だいぶ腐っていますけど……ちょっとノイエさん? ワンハンドで掴んで……投げたね。で、卵のようにグチャッと潰れた。動いているけど殻を無くしたでんでん虫って気持ち悪いな。

何よりこの姉妹は最強か?

「お姉ちゃん」

「なに?」

「放して」

「嫌よ」

「ダメ」

「どうして?」

「……消えちゃう」

すると義姉がこれでもかとグイグイと妹を抱きしめた。

「平気よ。ノイエがこの状態でおまじないを使わなければ」

「……本当?」

「本当よ」

「分かった」

「分かっちゃダメ~!」

流れるような会話に思わずツッコミを入れていた。

主力のノイエが行動不能になったら誰があれを倒すのさ?

「邪魔するなら潰すわよ?」

「ノイエの生きがいを奪わないで~!」

身の危険を感じて、失ってはいけない場所を両手でガードする。

ノイエの姉たちと敵対すると自然とガードが下がるのはどんな仕様でしょうか? ボクシングなら僕の顔は殴られ放題だよ?

「ダメ。
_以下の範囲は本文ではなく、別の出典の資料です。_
PR #942, opened 2020-03-01
redirect Fellow signup page to ENV variable

hcli-work:
This PR has the Fellow signup page redirect to a page of our choosing via an ENV var. The functionality can also be turned on or off based on a different ENV var.

Test Plan: Clicked on "As a Fellow (Student)" from here locally: http://joinweb:3001/signup/new. Also checked that env var turns it off

### DIFF
--- a/app/controllers/users_controller.rb
+++ b/app/controllers/users_controller.rb
@@ -426,6 +426,15 @@ class UsersController < ApplicationController
 
     load_special_program
 
+    # no longer allow signing up as a Fellow through the Join server
+    applicant_type = params[:user] && params[:user][:applicant_type]
+    allow_redirect = ENV['ALLOW_FELLOW_SIGNUP_REDIRECT'] == "true"
+
+    if allow_redirect && applicant_type == 'undergrad_student'
+      return redirect_to ENV['FORMASSEMBLY_FELLOW_SIGNUP_URL']
+    end
+
+
     if params[:user]
       @user.applicant_type = params[:user][:applicant_type] if params[:user][:applicant_type]
     end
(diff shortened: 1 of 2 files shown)


app/controllers/users_controller.rb
```diff
@@ -426,6 +426,15 @@ def new
 
     load_special_program
 
+    # no longer allow signing up as a Fellow through the Join server
+    applicant_type = params[:user] && params[:user][:applicant_type]
+    allow_redirect = ENV['ALLOW_FELLOW_SIGNUP_REDIRECT'] == "true"
```
sadleb: You could probably have just used one ENV var, `FORMASSEMBLY_FELLOW_SIGNUP_REDIRECT_URL` -- if set, redirect, if not continue as usual. Having two is fine though.

app/controllers/users_controller.rb
```diff
@@ -426,6 +426,15 @@ def new
...
+
+    if allow_redirect && applicant_type == 'undergrad_student'
```
sadleb: Since we'll be adding the LC form in FormAssembly in the coming weeks, does it make sense to go ahead and add redirect URL options for LCs too?

docker-compose/.env-docker
```diff
@@ -101,3 +101,7 @@ QA_HOST=helpweb:3006
 # TODO: tmp for testing.  we don't have a staging version, so unset this when testing is over to prevent
 # staging from posting to the real site.
 QA_TOKEN=blahblahblahalskdfjalskfj
+
+# These variables control whether the signup flow gets redirected to another URL
+FORMASSEMBLY_FELLOW_SIGNUP_URL=https://www.google.com/?q=put+form+assembly+url+here&oq=put+form+assembly+url+here
```
sadleb: Just a note that the script to do releases on the Admin server sets the ENV vars in heroku using the local `~/src/join/.env-staging` and `~/src/join/.env-prod` files. So if you set this just in Heroku, a future release could overwrite the values if you don't set them there.

hcli-work:
great feedback!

お姉ちゃん」

「どうして?」

「あれは……みんなの」

ノイエさんノイエさん。あれってどれですか? もしかして僕のことを指してますか? 本日の君は中々にぶっちゃけてるよね? 実は意外と不満が積み重なってましたか?

そうでしたね。姉たちが遊んでノイエさんは満足してなかったんでしたね。

頑張りますから! 僕の本気をノイエに注ぎますから!

ブルッとアホ毛を揺らしたノイエがやる気に満ちた目をした。あれはそう言う目だ。決して貪欲な肉食獣の目ではない。ホリーとは違う。絶対に違う。

「だから潰すのはダメ」

「……分かったわ」

義姉さん義姉さん。その物凄く残念そうな表情は何ですか? 渋々な感じが半端無いのですが?
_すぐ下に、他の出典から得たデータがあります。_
PR #953, opened 2020-04-24
Fix mistep on sourcing info

Rowantatai:


app/views/mentor/mentor_app.html.erb
```diff
@@ -264,7 +264,7 @@
...
+                    <tr><td><input type="checkbox" value="<%= option %>" name="sourcing_info[]" <%= checked_if_in_array(:sourcing_info, option, application.sourcing_info) %> />&nbsp;</td><td><%= option %> &nbsp;</td><td><input type="text" style="visibility: <%= (option.strip.ends_with? ':') ? 'visible' : 'hidden' %>" class="form-control" name="sourcing_info[]" onchange="this.parentNode.parentNode.querySelector('input[type=checkbox]').checked = true;" value="<%= value_after_array(:sourcing_info, option, application.sourcing_info) %>" /> <!-- details unnecessary for this but nice consistency to have two inputs per row for simpler array processing code --></tr>
```
sadleb, line 267: This isn't going to work. The MentorApplication object isn't exposed as an instance variable.  aka there is no `@application` set. Looking at the `checked_if_in_array` and `value_after_array` functions, I think you can just remove that third parameter. I *think* the logic is supposed to be pulling the saved value from a previously started application and prepopulating it. Mentor apps don't have that whole "save and come back" logic though.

ただ1つ分かったのはノイエの仲裁のおかげで潰されることは回避された。

「お姉ちゃん」

「なに?」

「ずっとは嫌」

「そうよね~」

問題を回避したはずが、何故か姉妹の視線が僕を見る。

背後に何かあるのかと頭を動かすけれど……彷徨う頭部無しのユーリカが居た。あれですか?

「ユーリカ。もう少し右」

「なぁ~! 踏んだ! 自分の足が自分を踏むところを見た!」

それはとても貴重な体験だろう。そんな奇跡が出来るのは亡者ぐらいだ。おめでとう。

「で、2人してどうして僕を?」

視線を戻したら2人の視線は僕を見たままでした。

諦めよう。どうやら僕らしい。

「アルグ様」

「はい」

「あれ止めて」

「……」

主語が無いのに何かが伝わった。

「出来ないの?」

義姉の脅迫が追い打ちでやって来る。

阿吽の呼吸と言うかこの畳みかけは姉妹だからなせる業か?

「止めるって……術者が死んだら普通止まるんじゃないの?」

「止まってないわね」

「だったら術者が死んで無いってことだ」

大変簡単な答えでした。

「ノイエ~」

「はい」

「あそこに向けてそこの迫りくる大きいのを投げられる?」

「出来る」

「なら宜しく」

自重に耐えられず体の半分を失って迫って来るウルトラサウロスに接近したノイエが、簡単に持ち上げて投げ飛ばした。

「おまけの魔法で!」

腕のプレートを発動させ、飛んでいく半身に重力の魔法を付与する。

ビックリな落差を見せてウルトラサウロスが瓦礫だらけの場所に落ちた。

ズドン! と地面を震わせて……これでもまだ生きてたら笑ってやるぞ? あの爺。